Segment Start: Available data

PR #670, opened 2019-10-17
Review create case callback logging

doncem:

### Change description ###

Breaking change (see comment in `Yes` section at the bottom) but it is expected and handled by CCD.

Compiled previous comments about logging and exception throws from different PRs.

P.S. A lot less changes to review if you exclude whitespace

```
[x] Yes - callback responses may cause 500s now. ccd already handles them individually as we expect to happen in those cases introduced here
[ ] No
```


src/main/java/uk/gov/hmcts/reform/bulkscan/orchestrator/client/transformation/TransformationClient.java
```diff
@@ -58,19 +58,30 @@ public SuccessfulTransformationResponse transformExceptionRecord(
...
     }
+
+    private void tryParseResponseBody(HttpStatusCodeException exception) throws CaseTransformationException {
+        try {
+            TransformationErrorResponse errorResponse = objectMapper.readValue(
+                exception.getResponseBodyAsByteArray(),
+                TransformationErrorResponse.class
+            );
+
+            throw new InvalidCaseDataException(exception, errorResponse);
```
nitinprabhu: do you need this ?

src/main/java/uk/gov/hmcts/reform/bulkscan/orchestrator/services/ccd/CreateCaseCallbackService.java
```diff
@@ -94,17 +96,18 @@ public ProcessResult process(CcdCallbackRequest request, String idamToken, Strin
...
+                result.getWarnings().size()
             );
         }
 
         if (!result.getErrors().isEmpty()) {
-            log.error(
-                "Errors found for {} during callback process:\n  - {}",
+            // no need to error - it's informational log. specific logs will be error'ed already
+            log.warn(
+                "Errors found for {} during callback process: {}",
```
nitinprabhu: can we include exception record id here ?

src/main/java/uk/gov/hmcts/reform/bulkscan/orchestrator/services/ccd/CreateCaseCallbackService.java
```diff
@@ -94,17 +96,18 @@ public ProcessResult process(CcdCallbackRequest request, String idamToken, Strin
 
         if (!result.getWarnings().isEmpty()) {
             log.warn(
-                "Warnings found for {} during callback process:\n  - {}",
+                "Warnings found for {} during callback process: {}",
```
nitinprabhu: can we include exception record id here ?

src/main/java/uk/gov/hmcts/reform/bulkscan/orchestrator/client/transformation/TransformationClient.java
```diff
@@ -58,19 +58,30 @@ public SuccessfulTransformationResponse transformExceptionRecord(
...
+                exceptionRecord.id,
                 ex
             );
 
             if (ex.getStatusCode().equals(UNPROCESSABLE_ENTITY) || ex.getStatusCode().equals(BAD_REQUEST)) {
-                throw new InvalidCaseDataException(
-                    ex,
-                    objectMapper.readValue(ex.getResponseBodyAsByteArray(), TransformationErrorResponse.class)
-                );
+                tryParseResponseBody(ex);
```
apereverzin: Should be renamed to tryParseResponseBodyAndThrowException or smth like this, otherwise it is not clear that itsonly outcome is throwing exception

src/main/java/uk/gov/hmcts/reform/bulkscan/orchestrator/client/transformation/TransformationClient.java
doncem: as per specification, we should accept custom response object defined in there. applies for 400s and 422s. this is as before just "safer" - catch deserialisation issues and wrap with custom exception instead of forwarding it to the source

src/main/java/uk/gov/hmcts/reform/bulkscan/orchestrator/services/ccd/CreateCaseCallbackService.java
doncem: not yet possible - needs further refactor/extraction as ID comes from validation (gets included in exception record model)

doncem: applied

Segment End: Available data

What is required:
Could the entries above be output once more, exactly as they are?

Answer to this exercise:
PR #670, opened 2019-10-17
Review create case callback logging

doncem:

### Change description ###

Breaking change (see comment in `Yes` section at the bottom) but it is expected and handled by CCD.

Compiled previous comments about logging and exception throws from different PRs.

P.S. A lot less changes to review if you exclude whitespace

```
[x] Yes - callback responses may cause 500s now. ccd already handles them individually as we expect to happen in those cases introduced here
[ ] No
```


src/main/java/uk/gov/hmcts/reform/bulkscan/orchestrator/client/transformation/TransformationClient.java
```diff
@@ -58,19 +58,30 @@ public SuccessfulTransformationResponse transformExceptionRecord(
...
     }
+
+    private void tryParseResponseBody(HttpStatusCodeException exception) throws CaseTransformationException {
+        try {
+            TransformationErrorResponse errorResponse = objectMapper.readValue(
+                exception.getResponseBodyAsByteArray(),
+                TransformationErrorResponse.class
+            );
+
+            throw new InvalidCaseDataException(exception, errorResponse);
```
nitinprabhu: do you need this ?

src/main/java/uk/gov/hmcts/reform/bulkscan/orchestrator/services/ccd/CreateCaseCallbackService.java
```diff
@@ -94,17 +96,18 @@ public ProcessResult process(CcdCallbackRequest request, String idamToken, Strin
...
+                result.getWarnings().size()
             );
         }
 
         if (!result.getErrors().isEmpty()) {
-            log.error(
-                "Errors found for {} during callback process:\n  - {}",
+            // no need to error - it's informational log. specific logs will be error'ed already
+            log.warn(
+                "Errors found for {} during callback process: {}",
```
nitinprabhu: can we include exception record id here ?

src/main/java/uk/gov/hmcts/reform/bulkscan/orchestrator/services/ccd/CreateCaseCallbackService.java
```diff
@@ -94,17 +96,18 @@ public ProcessResult process(CcdCallbackRequest request, String idamToken, Strin
 
         if (!result.getWarnings().isEmpty()) {
             log.warn(
-                "Warnings found for {} during callback process:\n  - {}",
+                "Warnings found for {} during callback process: {}",
```
nitinprabhu: can we include exception record id here ?

src/main/java/uk/gov/hmcts/reform/bulkscan/orchestrator/client/transformation/TransformationClient.java
```diff
@@ -58,19 +58,30 @@ public SuccessfulTransformationResponse transformExceptionRecord(
...
+                exceptionRecord.id,
                 ex
             );
 
             if (ex.getStatusCode().equals(UNPROCESSABLE_ENTITY) || ex.getStatusCode().equals(BAD_REQUEST)) {
-                throw new InvalidCaseDataException(
-                    ex,
-                    objectMapper.readValue(ex.getResponseBodyAsByteArray(), TransformationErrorResponse.class)
-                );
+                tryParseResponseBody(ex);
```
apereverzin: Should be renamed to tryParseResponseBodyAndThrowException or smth like this, otherwise it is not clear that itsonly outcome is throwing exception

src/main/java/uk/gov/hmcts/reform/bulkscan/orchestrator/client/transformation/TransformationClient.java
doncem: as per specification, we should accept custom response object defined in there. applies for 400s and 422s. this is as before just "safer" - catch deserialisation issues and wrap with custom exception instead of forwarding it to the source

src/main/java/uk/gov/hmcts/reform/bulkscan/orchestrator/services/ccd/CreateCaseCallbackService.java
doncem: not yet possible - needs further refactor/extraction as ID comes from validation (gets included in exception record model)

doncem: applied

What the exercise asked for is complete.